De nuevo interviene Tomás Lagunas:

"Algunos comentarios que me han llamado la atención son las críticas al sistema jerárquico contra el que todo el mundo se resiste, por lo menos 'de boquilla', pues es ese sistema el que permite establecer privilegios al impedir el ascenso o la promoción de otros que vienen detrás y tal vez sobrados de méritos para ocupar puestos ya 'ocupados' por ese sistema jerárquico tan injusto.

Todo eso de la comunicación interna, la gestión participativa, la calidad en los procesos y el buen rollo, está muy bien. Al final todo se resume en el hecho de que los de arriba realizan las labores atractivas y bien remuneradas, y los huesos se los echan a los perros.

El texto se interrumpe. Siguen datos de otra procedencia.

PR #123, opened 2021-07-18
capability provider now gets its own unique NATS credential

autodidaddict:
We've encoded an opinion in this PR that we no longer want to support centralized authentication. As such, the environment variables that you can pass to the wasmcloud host now include just the `JWT` and `SEED` which together represent either JWT+seed auth or just seed auth.

Traditional username/pasword and token are no longer allowed because they represent centralized authentication and a configuration burden on operations that we don't want to inflict on wasmCloud users.


autodidaddict:
There is now a completely separate set of environment variables that will be passed along to managed capability providers to be used for their connection to the lattice. this is being done _instead of_ minting brand new credentials on demand at start time.

brooksmtownsend (approved):

PR #131, opened 2021-07-20
Adding a purge function to HostCore.Host that empties actors and providers gracefully

autodidaddict:

### DIFF
--- a/host_core/test/host_core_test.exs
+++ b/host_core/test/host_core_test.exs
@@ -2,6 +2,12 @@ defmodule HostCoreTest do
   use ExUnit.Case
   doctest HostCore
 
+  @httpserver_path "priv/providers/httpserver"
+  @echo_path "priv/actors/echo_s.wasm"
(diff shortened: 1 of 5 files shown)


host_core/test/host_core_test.exs
```diff
@@ -23,4 +29,29 @@ defmodule HostCoreTest do
     # HOST_ prefix removed.
     assert "42" == labels["testing"]
   end
+
+  test "Host purges actors and providers" do
+    {:ok, bytes} = File.read("priv/actors/echo_s.wasm")
+    {:ok, _pid} = HostCore.Actors.ActorSupervisor.start_actor(bytes)
+
+    {:ok, _pid} =
```
brooksmtownsend, line 37: This test should also have the `on_exit` calls that are present in other tests just to ensure that the actor and provider are cleaned up at the end

brooksmtownsend (changes requested):
Just a quick note to prevent testing errors

host_core/test/host_core_test.exs
autodidaddict: I actually left those off because the test itself is testing the ability to purge the host of actors and providers. If the test passes, there are no more providers or actors :)

brooksmtownsend (approved):

PR #133, opened 2021-07-21
Query lattice cache on startup

### LINKED ISSUE #63: Host should query distributed cache upon startup
Upon startup, a host must make requests of the appropriate NATS topics so that it can refresh the cache (ETS tables) of the following types:
* Claims
* Link Definitions
* Reference Maps / OCI References

brooksmtownsend:
Fixes #63 

This PR implements the Host querying the lattice cache upon startup. This means that when a Host is initialized, if at least one other host exists on the same lattice, it will request the following information from that host:
- OCI references
- Call aliases
- Actor claims
- Link definitions

The newly-started host will then populate its local cache, and subscribe to the same topics as the other hosts. This means that hosts can now join the lattice later and still have access to the same local information as a previously started host (this was accomplished with the distributed cache provider in `0.18.0`)

If the host is the first to join the lattice, the requests will simply timeout after 2 seconds and the caches will start empty as expected.

### Extra stuff
- Updated the version to `0.50.0` for the in da OTP release
- Updated the release actions to automatically source the version for the docker image

Signed-off-by: Brooks Townsend <brooksmtownsend@gmail.com>


host_core/lib/host_core/host.ex
```diff
@@ -47,7 +47,48 @@ defmodule HostCore.Host do
...
+     }, {:continue, :query_lattice_cache}}
+  end
+
+  # TODO: Evaluate downsides of a potential race condition here. May be better to simply execute this as part of the init function
+  @impl true
+  def handle_continue(:query_lattice_cache, state) do
+    Logger.info("Querying lattice for cache...")
+
+    results =
+      ParallelTask.new()
```
autodidaddict, line 59: I <3 this paralleltask

host_core/test/e2e/controlinterface_test.exs
```diff
@@ -0,0 +1,7 @@
+defmodule HostCore.E2E.ControlInterfaceTest do
+  use ExUnit.Case, async: false
+
+  test "it works" do
+    assert true
```
autodidaddict, line 5: Tests pass. Ship it! :rocket: :shipit:

host_core/lib/host_core/host.ex
brooksmtownsend: It's a pretty sweet package

brooksmtownsend: And it's really nice here because we have a few queries that are okay to timeout, but we don't necessarily want to wait sequentially for them to timeout

autodidaddict (approved):

PR #456, opened 2022-09-01
Return error when attempting to overwrite existing linkdef

### LINKED ISSUE #371: [BUG] Link definitions should reject requests to overwrite existing definitions
**Describe the bug**

Link definitions are keyed in the form of `{actor, contract_id, link_name}`, as actors are only allowed to have one link definition per-contract ID and link name. Because this is not based on provider IDs two separate link definitions for different providers that share a contract ID and link name will overwrite the linkdef in the host cache _and_ be ignored by the capability provider.

**Solution**
If we attempt to [put a link definition](https://github.com/wasmCloud/wasmcloud-otp/blob/main/host_core/lib/host_core/linkdefs/manager.ex#L35) and the key already exists, we should instead refuse to cache that link definition. This should return an error to the control interface client indicating a link already exists and that the user should instead delete the existing linkdef

drowzy:
Use [`:ets.insert_new/2`](https://www.erlang.org/doc/man/ets.html#insert_new-2) to only insert link defs which does not already exist in the ets table. Closes #371

### DIFF
--- a/host_core/lib/host_core/control_interface/server.ex
+++ b/host_core/lib/host_core/control_interface/server.ex
@@ -158,8 +158,11 @@ defmodule HostCore.ControlInterface.Server do
              ) do
         {:reply, success_ack()}
       else
-        {:error, {:duplicate_key, {_, _, link_name}}} ->
-          {:reply, failure_ack("Duplicate link definition entry for '#{link_name}'")}
+        {:error, {:duplicate_key, {actor_id, contract_id, link_name}}} ->
+          {:reply,
+           failure_ack(
+             "Link definition for #{actor_id} on contract #{contract_id} and link #{link_name} already exists and must be deleted first"
+           )}
 
         _ ->
           {:reply, failure_ack("Invalid link definition put request")}
@@ -588,7 +591,9 @@ defmodule HostCore.ControlInterface.Server do
     })
   end
 
-  defp has_keys?(keys, request) do
+  defp has_keys?(keys, request) when is_map(request) do
     Enum.all?(keys, &Map.has_key?(request, &1))
   end
+
+  def has_keys(_keys, _request), do: false
 end
--- a/host_core/lib/host_core/control_interface/server.ex
+++ b/host_core/lib/host_core/control_interface/server.ex
@@ -143,22 +143,24 @@ defmodule HostCore.ControlInterface.Server do
   # Put a link definition
   # This will first store the link definition in memory, then publish it to the stream
   # then publish it directly to the relevant provider via the RPC channel
+  @put_linkdef_keys ["actor_id", "contract_id", "link_name", "provider_id", "values"]
   defp handle_request({"linkdefs", "put"}, body, _reply_to) do
     Tracer.with_span "Handle Linkdef Put (ctl)", kind: :server do
       with {:ok, ld} <- Jason.decode(body),
-           true <-
-             ["actor_id", "contract_id", "link_name", "provider_id"]
-             |> Enum.all?(&Map.has_key?(ld, &1)) do
-        HostCore.Linkdefs.Manager.put_link_definition(
-          ld["actor_id"],
-          ld["contract_id"],
-          ld["link_name"],
-          ld["provider_id"],
-          ld["values"] || %{}
-        )
-
+           true <- has_keys?(@put_linkdef_keys, ld),
+           :ok <-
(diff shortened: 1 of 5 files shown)


host_core/test/e2e/echo_test.exs
```diff
@@ -111,15 +113,6 @@ defmodule HostCore.E2E.EchoTest do
         @httpserver_key
       )
 
-    # For now, okay to put a link definition without proper claims
```
drowzy, line 114: I was unsure why this needed to be called again, so if I miss-understood the test scenario let me know :).

host_core/lib/host_core/control_interface/server.ex
```diff
@@ -143,22 +143,24 @@ defmodule HostCore.ControlInterface.Server do
...
+               ld["actor_id"],
+               ld["contract_id"],
+               ld["link_name"],
+               ld["provider_id"],
+               ld["values"]
+             ) do
         {:reply, success_ack()}
       else
+        {:error, {:duplicate_key, {_, _, link_name}}} ->
+          {:reply, failure_ack("Duplicate link definition entry for '#{link_name}'")}
```
brooksmtownsend, line 162: I think this failure ack would be more informative as
```
Link definition for {actor_id} on contract {contract_id} and link {link_name} already exists and must be deleted first
```

host_core/lib/host_core/control_interface/server.ex
```diff
@@ -586,4 +587,8 @@ defmodule HostCore.ControlInterface.Server do
       error: error
     })
   end
+
+  defp has_keys?(keys, request) do
+    Enum.all?(keys, &Map.has_key?(request, &1))
+  end
```
brooksmtownsend, line 593: Just for safety, since the `request` is user input here, I'd recommend adding a `when is_map(request)` to this function and setting up another function that handles the fallback case
```
defp has_keys?(keys, request), do: false
```

host_core/lib/host_core/control_interface/server.ex
brooksmtownsend: It's a little wordy but I'd rather include all the information than not enough

host_core/test/e2e/echo_test.exs
brooksmtownsend: I think this was just a leftover copy/paste, good catch 😄

host_core/test/e2e/echo_test.exs
```diff
@@ -5,7 +5,9 @@ defmodule HostCore.E2E.EchoTest do
   setup do
     {:ok, evt_watcher} =
       GenServer.start_link(HostCoreTest.EventWatcher, HostCore.Host.lattice_prefix())
-
+    on_exit(fn ->
+      :ets.delete_all_objects(:linkdef_table)
+    end)
```
brooksmtownsend, line 10: The EventWatcher will actually take care of this on initialization of each test, it's a fine safety measure but not necessary

host_core/lib/host_core/linkdefs/manager.ex
```diff
@@ -34,19 +38,20 @@ defmodule HostCore.Linkdefs.Manager do
...
+        provider_id: provider_key,
+        link_name: link_name,
+        contract_id: contract_id,
+        values: values,
+        deleted: false
+      }
 
-    publish_link_definition(ld)
+      publish_link_definition(ld)
+    end
```
brooksmtownsend, line 54: TIL this returns the value that doesn't match `:ok` as a default with no `else` required

brooksmtownsend (changes requested):
A couple of nitty requests, but overall this looks great!

host_core/lib/host_core/control_interface/server.ex
drowzy: Agree

brooksmtownsend (approved):
This worked well for me (actor ID overflows but we should address that in the actual modal, not a part of this PR)
image

brooksmtownsend (changes requested):
@drowzy Thank you for this contribution again, I'm only requesting changes since we've identified that this will significantly impact some edge cases around creating link definitions and I want to make sure we've thought those through before merging and releasing. No action required here on your part, we'll likely come back to this shortly and merge it once we can identify how this will change the runtime 😄

brooksmtownsend:
Since this has been open for a while and the linkdefs manager has changed significantly, going to close this for now.

PR #460, opened 2022-09-04
Return better error message when call alias is not found

### LINKED ISSUE #419: [BUG] Missing link definition error shows for a missing call alias
**Describe the bug**

When trying to actor-to-actor call a call alias that doesn't exist I get the following error:
```
15:51:14.038 [error] Invocation failure: Guest call failed for method HttpServer.HandleRequest: Host send error Invocation not authorized: missing link definition for petclinic/vets on default
```

This is a little misleading as the actual issue here is that there's no actor with the call alias `petclinic/vets` running. I think in this case we should be able to disambiguate an actor-to-actor call from a missing link definition

mattwilkinsonn:
Fixes #419.

Short circuits the piping in `host_call` to return a better error message when `identify_target` fails to find a target entirely.

I considered turning the entire pipe into the `with` syntax, but that looked too scary for my first `wasmcloud-otp`/Elixir change 😅. Let me know if there's a better way to do this.

Signed-off-by: Matt Wilkinson <matt@mattwilkinson.dev>

### DIFF
--- a/host_core/lib/host_core/web_assembly/imports.ex
+++ b/host_core/lib/host_core/web_assembly/imports.ex
@@ -230,7 +230,7 @@ defmodule HostCore.WebAssembly.Imports do
     if target == :unknown do
       {:error, :alias_not_found, token}
     else
-      {:ok, Map.put(token, :target, target)}
+      {:ok, %{token | target: target}}
     end
   end
 
--- a/host_core/lib/host_core/web_assembly/imports.ex
+++ b/host_core/lib/host_core/web_assembly/imports.ex
@@ -156,25 +156,36 @@ defmodule HostCore.WebAssembly.Imports do
       Tracer.set_attribute("payload_size", byte_size(payload))
 
       res =
-        %{
-          payload: payload,
-          binding: binding,
-          namespace: namespace,
-          operation: operation,
-          seed: seed,
-          claims: claims,
-          prefix: prefix,
-          state: state,
-          agent: agent,
-          source_actor: actor,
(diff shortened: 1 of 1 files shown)


host_core/lib/host_core/web_assembly/imports.ex
```diff
@@ -216,7 +227,11 @@ defmodule HostCore.WebAssembly.Imports do
           end
       end
 
-    %{token | target: target}
+    if target == :unknown do
+      {:error, :alias_not_found, token}
+    else
+      {:ok, Map.put(token, :target, target)}
```
brooksmtownsend, line 233: They are equivalent but just to keep with the style in this file I'd recommend doing
```elixir
{:ok, %{token | target: target}}
```

brooksmtownsend: This `put`s the key in the map and results in the new map

brooksmtownsend (commented):
This is a great start to refactoring one of the more complex areas of the host, I like the idea of continuing to improve this with `with` statements to make this more readable and error-message-friendly

brooksmtownsend (commented):
FWIW I think that this little block is better suited for a `with` statement than the piping like we were doing, the piping is nice but being able to individually segment steps is more beneficial to this piece of logic. 

I'd be happy to collaborate on converting this whole thing to a `with` statement, but this PR is fine fixing one issue at a time 😄

brooksmtownsend (approved):
Great first step in refactoring this statement

PR #464, opened 2022-09-09
add more validation to control interface server

connorsmith256:

### DIFF
--- a/host_core/lib/host_core/control_interface/server.ex
+++ b/host_core/lib/host_core/control_interface/server.ex
@@ -161,9 +161,7 @@ defmodule HostCore.ControlInterface.Server do
   defp handle_request({"linkdefs", "put"}, body, _reply_to) do
     Tracer.with_span "Handle Linkdef Put (ctl)", kind: :server do
       with {:ok, ld} <- Jason.decode(body),
-           true <-
-             ["actor_id", "contract_id", "link_name", "provider_id"]
-             |> Enum.all?(&Map.has_key?(ld, &1)) do
+           true <- has_values(ld, ["actor_id", "contract_id", "link_name", "provider_id"]) do
         HostCore.Linkdefs.Manager.put_link_definition(
           ld["actor_id"],
           ld["contract_id"],
@@ -187,9 +185,7 @@ defmodule HostCore.ControlInterface.Server do
   defp handle_request({"linkdefs", "del"}, body, _reply_to) do
     Tracer.with_span "Handle Linkdef Del (ctl)", kind: :server do
       with {:ok, ld} <- Jason.decode(body),
-           true <-
-             ["actor_id", "contract_id", "link_name"]
-             |> Enum.all?(&Map.has_key?(ld, &1)) do
+           true <- has_values(ld, ["actor_id", "contract_id", "link_name"]) do
         HostCore.Linkdefs.Manager.del_link_definition(
           ld["actor_id"],
           ld["contract_id"],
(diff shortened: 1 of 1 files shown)


host_core/lib/host_core/control_interface/server.ex
```diff
@@ -198,8 +194,7 @@ defmodule HostCore.ControlInterface.Server do
   # %{"actor_ref" => "bindle://example.com/echo/0.12.0", "host_id" => "Nxxxx", "count" => 4}
   defp handle_request({"cmd", _host_id, "la"}, body, _reply_to) do
     with {:ok, start_actor_command} <- Jason.decode(body),
-         true <-
-           Map.has_key?(start_actor_command, "actor_ref") do
+         actor_ref <- Map.get(start_actor_command, "actor_ref") do
```
brooksmtownsend, line 197: No matter the contents of the map, this will always succeed even if actor_ref will be nil. Just a note, you don't need it in the `with` statement, but it might be worth checking this with an `is_nil` or something if that's the goal

host_core/lib/host_core/control_interface/server.ex
```diff
@@ -328,14 +317,14 @@ defmodule HostCore.ControlInterface.Server do
                 start_provider_from_bindle(
                   start_provider_command["provider_ref"],
                   start_provider_command["link_name"],
-                  Map.get(start_provider_command, "configuration", ""),
+                  Map.get(start_provider_command, "configuration") || "",
```
brooksmtownsend, line 320: These two are functionally equivalent, right? Just wondering the motivation for the change

host_core/lib/host_core/control_interface/server.ex
```diff
@@ -586,4 +569,9 @@ defmodule HostCore.ControlInterface.Server do
       error: error
     })
   end
+
+  # returns true if all keys have non-nil values in the map
+  defp has_values(m, keys) when is_map(m) and is_list(keys) do
+    Enum.all?(keys, &Map.get(m, &1))
+  end
```
brooksmtownsend, line 576: It might be worth it to have a fallback case that just returns false, just in case we screw up the typing.

Either that, or, a dialyzer `@spec` so that we get warnings when we violate the typing, since this function is called from contexts where we are pretty sure of the data shape

host_core/lib/host_core/control_interface/server.ex
connorsmith256: Oops! Good catch.

host_core/lib/host_core/control_interface/server.ex
connorsmith256: I can't remember 🤔 I'll revert this and the change below.

host_core/lib/host_core/control_interface/server.ex
```diff
@@ -194,7 +194,8 @@ defmodule HostCore.ControlInterface.Server do
   # %{"actor_ref" => "bindle://example.com/echo/0.12.0", "host_id" => "Nxxxx", "count" => 4}
   defp handle_request({"cmd", _host_id, "la"}, body, _reply_to) do
     with {:ok, start_actor_command} <- Jason.decode(body),
-         actor_ref <- Map.get(start_actor_command, "actor_ref") do
+         actor_ref <- Map.get(start_actor_command, "actor_ref"),
+         true <- actor_ref != nil do
```
brooksmtownsend, line 198: There's actually a builtin function `is_nil` that you can use for this too 😄 https://hexdocs.pm/elixir/1.12/Kernel.html#is_nil/1

brooksmtownsend (approved):

connorsmith256:
Had merge conflicts :(

brooksmtownsend (approved):

PR #465, opened 2022-09-12
Adding WASI support

autodidaddict:
This PR adds preliminary WASI support, with the following limitations:
* emissions to stdout and stderr currently go into the void (subsequent work can poll them and forward to logger)
* WASI arguments (e.g. psuedo commandline) are empty
* WASI environment variables are empty
* WASI pre-vetted files and directories are empty

The net result of this PR is that WASI modules won't break when loaded, shouldn't have runtime failures, and can access functionality like the clock and random number generator.

Documentation will be forthcoming that outlines the caveats associated with using WASI-based actors.

### DIFF
--- a/host_core/lib/host_core/actors/actor_module.ex
+++ b/host_core/lib/host_core/actors/actor_module.ex
@@ -131,7 +131,6 @@ defmodule HostCore.Actors.ActorModule do
       {:ok, stdout} = Wasmex.Pipe.create()
       {:ok, stderr} = Wasmex.Pipe.create()
 
-
       wasi = %{
         args: [],
         env: %{},
--- a/host_core/lib/host_core/actors/actor_module.ex
+++ b/host_core/lib/host_core/actors/actor_module.ex
@@ -432,7 +432,7 @@ defmodule HostCore.Actors.ActorModule do
       end
 
     case Wasmex.start_link(opts)
-         |> prepare_module(agent, oci, false) do
+         |> prepare_module(agent, oci, true) do
       {:ok, agent} ->
         Agent.update(agent, fn state ->
           %State{state | ociref: oci}
--- a/host_core/lib/host_core/actors/actor_module.ex
+++ b/host_core/lib/host_core/actors/actor_module.ex
@@ -432,7 +432,7 @@ defmodule HostCore.Actors.ActorModule do
       end
 
     case Wasmex.start_link(opts)
-         |> prepare_module(agent, oci) do
+         |> prepare_module(agent, oci, false) do
       {:ok, agent} ->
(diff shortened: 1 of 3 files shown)


autodidaddict:
bumped into an edge case that didn't show up during manual testing. Will get back to this as time permits.

autodidaddict:
This errors when the assumption was that it would work quietly: https://github.com/tessi/wasmex/blob/f4894f78b9854c7256f9c7265add5e0187c3a546/test/wasi_test.exs#L18

brooksmtownsend (changes requested):
I was able to start the echo actor fine, do we want to consider transforming one of our test fixture actors to be a WASI compiled actor so we don't accidentally regress here?

Adding another test for WASI support would be helpful too, so that we can verify this works automatically

brooksmtownsend (dismissed):
Big fan of having a test, and as we get further into WASI things we can figure out how to best test the WASI specific functionality.

Just to throw it out there, using an echo WASI actor like this I get about 3-5x faster benchmarks on fast requests 😄 
1 actor, 1 parallel request, as fast as possible
```
Name                          ips        average  deviation         median         99th %
direct_echo_request        4.73 K      211.37 μs    ±60.83%      199.58 μs      410.88 μs
nats_echo_request          3.11 K      321.64 μs    ±63.17%      302.92 μs      731.80 μs
```
1 actor, 10 parallel requests
```
Name                          ips        average  deviation         median         99th %
direct_echo_request        449.41        2.23 ms    ±24.13%        2.08 ms        4.21 ms
nats_echo_request          372.59        2.68 ms    ±57.94%        2.52 ms        4.57 ms
```
100 actors, 10 parallel requests
```
Name                          ips        average  deviation         median         99th %
direct_echo_request        1.40 K        0.72 ms    ±58.84%        0.63 ms        1.90 ms
nats_echo_request          0.94 K        1.06 ms    ±54.90%        1.01 ms        1.77 ms
```
10 actors, 1 parallel request
```
Name                          ips        average  deviation         median         99th %
direct_echo_request        4.70 K      212.55 μs    ±33.58%      204.67 μs      357.99 μs
nats_echo_request          3.18 K      314.91 μs    ±31.44%      308.88 μs      456.90 μs
```

brooksmtownsend (dismissed):
Not a big deal but the echo wasi actor is 12.3MB :O Is that just a debug actor?

autodidaddict:
> Not a big deal but the echo wasi actor is 12.3MB :O Is that just a debug actor?

yes it was compiled in debug mode. I wanted the symbols in there in case it blew up on regression

brooksmtownsend (approved):

PR #468, opened 2022-09-15
Puts js_domain in host info for providers. Adds cluster key (issuer) to host probes

autodidaddict:
1. This adds the `js_domain` field to the host information data payload sent to providers during startup. This is only useful if the provider (or underlying RPC library) needs to access things like jetstream for RPC "chunking", etc.
2. Adds the `issuer` field to the host ping response
3. Adds the `issuer` field to the host inventory response

This shouldn't break the control interface clients written in Rust because serde will ignore the unknown field(s). However, @jordan-rash this might break the corresponding Go client (I'm not sure how its JSON deserialization handles unexpected fields)

### DIFF
--- a/host_core/lib/host_core.ex
+++ b/host_core/lib/host_core.ex
@@ -196,8 +196,7 @@ defmodule HostCore do
 
             %{
               config
-              | cluster_seed: config.cluster_seed,
-                cluster_key: config.cluster_key,
+              | cluster_key: pk,
                 cluster_issuers: issuers,
                 cluster_adhoc: false
             }
--- a/host_core/lib/host_core/host.ex
+++ b/host_core/lib/host_core/host.ex
@@ -46,6 +46,7 @@ defmodule HostCore.Host do
     friendly_name = HostCore.Namegen.generate()
 
     Logger.info("Host #{opts.host_key} (#{friendly_name}) started.")
+    Logger.info("Host issuer public key: #{opts.cluster_key}")
     Logger.info("Valid cluster signers: #{opts.cluster_issuers}")
 
     if opts.cluster_adhoc do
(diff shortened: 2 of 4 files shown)


jordan-rash:
Thanks for the heads up @autodidaddict

host_core/lib/host_core.ex
```diff
@@ -196,8 +196,7 @@ defmodule HostCore do
 
             %{
               config
-              | cluster_seed: config.cluster_seed,
```
brooksmtownsend, line 199: Does this mean we won't be able to refer to a host_config file to use generated cluster seeds for subsequent hosts?

host_core/lib/host_core/host.ex
```diff
@@ -46,6 +46,7 @@ defmodule HostCore.Host do
     friendly_name = HostCore.Namegen.generate()
 
     Logger.info("Host #{opts.host_key} (#{friendly_name}) started.")
+    Logger.info("Host issuer public key: #{opts.cluster_key}")
```
brooksmtownsend, line 49: I was going to call for a clarification in language here, but if you search `issuer` on our docsite it comes to https://wasmcloud.dev/app-dev/secure/clusterkeys/ so this is good

brooksmtownsend (changes requested):
The provider changes look good, but I don't want to lose the ability to refer to a host_config.json to launch a host with a defined cluster seed

host_core/lib/host_core.ex
autodidaddict: no, this was a bug that basically used to say `config.cluster_seed: config.cluster_seed` which is dum. Now it's using the right value :)

brooksmtownsend (dismissed):

autodidaddict:
> The provider changes look good, but I don't want to lose the ability to refer to a host_config.json to launch a host with a defined cluster seed

This won't happen. You can still supply a seed via environment variable and have one in a host_config.json file. In my tests I re-ran the same host multiple times and it had the same seed (and issuer) each time. Deleted the host_config.json and it got a new seed. supplied one via env vars and it honored that one.

brooksmtownsend (approved):

PR #470, opened 2022-09-16
style(web): add values column in link def table

rovast:
Signed-off-by: rovast <rovast@163.com>

Add a value column in the link definition table to check the definition information on the dashboard.

image

### DIFF
--- a/wasmcloud_host/lib/wasmcloud_host_web/live/components/link_row_component.ex
+++ b/wasmcloud_host/lib/wasmcloud_host_web/live/components/link_row_component.ex
@@ -19,6 +19,7 @@ defmodule LinkRowComponent do
     <tr>
       <td><%= @link_name %></td>
       <td><%= @contract_id %></td>
+      <td><%= str_values(@values) %></td>
       <td><button class="btn btn-primary btn-sm id-monospace" type="button"
           onClick="navigator.clipboard.writeText('<%= @actor_id %>')" data-toggle="popover" data-trigger="focus" title=""
           data-content="Copied!">
@@ -49,5 +50,11 @@ defmodule LinkRowComponent do
       </td>
     </tr>
     """
+  end
+
+  defp str_values(value) do
+    value
+    |> Enum.map(fn {a, b} -> "#{a}=#{b}" end)
+    |> Enum.join(",")
   end
 end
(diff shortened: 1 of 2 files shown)


brooksmtownsend (changes requested):
@rovast I really like the idea behind this PR, however I have practical concerns for displaying link values alongside the dashboard. For example, if you were to link an actor to a blobstore with AWS credentials, this is what it may look like
image

I think, practically, it will be really difficult to design a UI that can handle longer link values, especially the base64 or JSON encoded ones.

One thing I would support, though, is a button that allows you to copy link values to the clipboard. This way we don't have to design the UI for it and you can always retrieve link values if desired. 

Thoughts @autodidaddict / @connorsmith256 ?

connorsmith256:
Agreed with your comments @brooksmtownsend

I'm interested in having a broader conversation about sensitive values in link defs, but for the time being a copy button might suffice

rovast:
Yes! That's really a good idea, and if the values map is empty, no copy button is shown.

image

wasmcloud_host/lib/wasmcloud_host_web/live/components/link_row_component.ex
```diff
@@ -19,6 +19,15 @@ defmodule LinkRowComponent do
     <tr>
       <td><%= @link_name %></td>
       <td><%= @contract_id %></td>
+      <td><%= if map_size(@values) > 0 do %><button class="btn btn-primary btn-sm id-monospace" type="button"
```
brooksmtownsend, line 22: Just a nit, can this button be centered to keep it in the middle of the column?

brooksmtownsend (changes requested):

brooksmtownsend (changes requested):
Now that I'm looking at the screenshot, I actually think the values copy button should be alongside the actions since it's something you can do with the linkdef. Thoughts? It would be best if it also had that popover that showed the tooltip for "Copy Link Definition Values" as well

rovast:
1. move the copy value button to the action column

image

2. add tooltip for both delete and copy button

image

brooksmtownsend (commented):
This looks great! I'll test it first thing when I get on tomorrow AM.

@connorsmith256 @autodidaddict do you have any other thoughts here?

brooksmtownsend (approved):
Looks great!

PR #471, opened 2022-09-16
(Helm) Allow insecure registries and latest tag, for local/homeserver development

handicraftsman:
Just as the PR name states, this is only for development purposes.

My scenario for insecure registries on helm:

I run a home server with microk8s, on a desktop computer, and an insecure registry there. \
It is then used to push images from my laptop, and pull into the wasmcloud deployment. \
Without these changes I cannot deploy actors/providers in any way other than uploading manually, with a GUI.


brooksmtownsend (approved):
This looks great 😄 Thanks @handicraftsman for this contribution!

PR #481, opened 2022-10-12
Update otel docker-compose to support seach traces

rovast:
The new docker-compose example supports search traces. So that we do not need to inspect the otel docker log or wasmhost log to get traceID.

image

### DIFF
--- a/otel/compose.yaml
+++ b/otel/compose.yaml
@@ -1,10 +1,11 @@
 services:
   grafana:
-    image: grafana/grafana:8.1.2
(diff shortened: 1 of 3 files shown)


thomastaylor312:
Hey @rovast! This is really great! Code changes look straightforward, but I think we just want to test it to double check things. We're all a bit slammed with work right now so it might be a little bit longer than normal to get you a review, but we'll do it as soon as possible.

brooksmtownsend (approved):
image

This worked great!

PR #483, opened 2022-10-13
replace nil with empty binary on 'msg' field of invocation responses

connorsmith256:
When wasmbus-rpc attempts to deserialize the MessagePack envelope, nils fail to deserialize to an empty Vec. This was causing a bunch of illegible error messages any time the invocation response didn't include a message


stevelr (approved):

brooksmtownsend (approved):
Yay

PR #486, opened 2022-10-14
fix: try pinning versions

ricochet:


ricochet:
We moved on to Brooks's branch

Una frase que me llamó la atención especialmente es aquella que dice 'hemos aceptado un sistema rígido en las remuneraciones'. Yo solamente me presenté a unas oposiciones, pero no he realizado ningún juramento de fidelidad al sistema retributivo de los funcionarios ni a las congelaciones salariales de ningún partido político.

En cuanto al comentario de Honorio Penadés 'hacer algo viejo como atender un mostrador de información' creo que no ha sido acertado. Sería tanto como decir que un odontólogo no quiere examinar la boca a un paciente para diagnosticar unas simples caries.

Tengo verdadero interés en ver el resultado de los grupos de trabajo relacionados con la reorganización de los que nos habla Francisco López, en los cuales se integran sin distinción los auxiliares y los ayudantes. Supongo que esta integración sin distinción se refiere a que no se han puesto unos la bata blanca y los otros la azul, porque si todos hacen el mismo trabajo, esto se convierte en un absurdo. Yo personalmente me sentiría ofendido realizando el mismo trabajo y cobrando menos.

Tu duda, Francisco, sobre si nosotros mismos nos valoramos te la resuelvo yo rápidamente: mi solución a todo esto pasa por un replanteamiento de los contenidos intelectuales y técnicos de la profesión de bibliotecario, así como de las funciones que debemos desarrollar. Todo esto sazonado con un buen sistema de selección del personal que no cree frustración y lo suficientemente flexible para que no impida la promoción profesional".

calimaco@udc.es

En este punto tan interesante, el debate se interrumpió y de momento no ha continuado.

Resumen realizado para IWE por Cristina García Testal.